• Material supplied
%%

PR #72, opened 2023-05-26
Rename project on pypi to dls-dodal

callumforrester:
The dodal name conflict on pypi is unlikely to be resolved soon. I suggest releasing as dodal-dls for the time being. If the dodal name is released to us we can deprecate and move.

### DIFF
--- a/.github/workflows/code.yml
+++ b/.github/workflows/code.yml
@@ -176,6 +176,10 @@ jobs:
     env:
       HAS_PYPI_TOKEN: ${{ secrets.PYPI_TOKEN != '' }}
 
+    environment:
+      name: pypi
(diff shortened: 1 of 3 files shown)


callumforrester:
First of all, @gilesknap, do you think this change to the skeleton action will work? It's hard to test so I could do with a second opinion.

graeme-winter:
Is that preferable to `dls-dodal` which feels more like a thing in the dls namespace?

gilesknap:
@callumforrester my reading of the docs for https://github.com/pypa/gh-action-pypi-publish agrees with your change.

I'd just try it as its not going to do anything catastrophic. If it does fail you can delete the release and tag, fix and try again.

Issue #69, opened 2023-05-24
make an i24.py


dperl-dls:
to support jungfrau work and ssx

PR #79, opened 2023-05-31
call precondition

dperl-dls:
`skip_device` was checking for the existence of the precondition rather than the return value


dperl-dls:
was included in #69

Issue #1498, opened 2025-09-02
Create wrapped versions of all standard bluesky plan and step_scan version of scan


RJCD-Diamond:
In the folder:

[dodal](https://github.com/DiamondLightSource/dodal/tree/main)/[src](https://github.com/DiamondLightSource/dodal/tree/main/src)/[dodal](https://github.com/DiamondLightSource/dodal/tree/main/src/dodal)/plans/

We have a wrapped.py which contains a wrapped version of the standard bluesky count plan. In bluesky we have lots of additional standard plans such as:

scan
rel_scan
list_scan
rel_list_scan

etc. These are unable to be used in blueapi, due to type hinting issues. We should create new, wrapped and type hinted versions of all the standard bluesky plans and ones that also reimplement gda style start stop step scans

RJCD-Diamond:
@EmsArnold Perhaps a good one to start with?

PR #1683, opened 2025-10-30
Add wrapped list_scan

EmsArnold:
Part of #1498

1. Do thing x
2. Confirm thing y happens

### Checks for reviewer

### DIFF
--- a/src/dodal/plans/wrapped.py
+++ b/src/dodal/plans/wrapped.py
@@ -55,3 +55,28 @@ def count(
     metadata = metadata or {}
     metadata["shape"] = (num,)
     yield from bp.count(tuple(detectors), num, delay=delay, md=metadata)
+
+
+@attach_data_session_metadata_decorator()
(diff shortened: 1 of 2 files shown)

%%

• What is being asked
Only the lines from the one containing "Issue #1498, opened 2025-09-02" through the last line above belong in your answer. Retype them exactly.

• Response
Issue #1498, opened 2025-09-02
Create wrapped versions of all standard bluesky plan and step_scan version of scan


RJCD-Diamond:
In the folder:

[dodal](https://github.com/DiamondLightSource/dodal/tree/main)/[src](https://github.com/DiamondLightSource/dodal/tree/main/src)/[dodal](https://github.com/DiamondLightSource/dodal/tree/main/src/dodal)/plans/

We have a wrapped.py which contains a wrapped version of the standard bluesky count plan. In bluesky we have lots of additional standard plans such as:

scan
rel_scan
list_scan
rel_list_scan

etc. These are unable to be used in blueapi, due to type hinting issues. We should create new, wrapped and type hinted versions of all the standard bluesky plans and ones that also reimplement gda style start stop step scans

RJCD-Diamond:
@EmsArnold Perhaps a good one to start with?

PR #1683, opened 2025-10-30
Add wrapped list_scan

EmsArnold:
Part of #1498

1. Do thing x
2. Confirm thing y happens

### Checks for reviewer

### DIFF
--- a/src/dodal/plans/wrapped.py
+++ b/src/dodal/plans/wrapped.py
@@ -55,3 +55,28 @@ def count(
     metadata = metadata or {}
     metadata["shape"] = (num,)
     yield from bp.count(tuple(detectors), num, delay=delay, md=metadata)
+
+
+@attach_data_session_metadata_decorator()
(diff shortened: 1 of 2 files shown)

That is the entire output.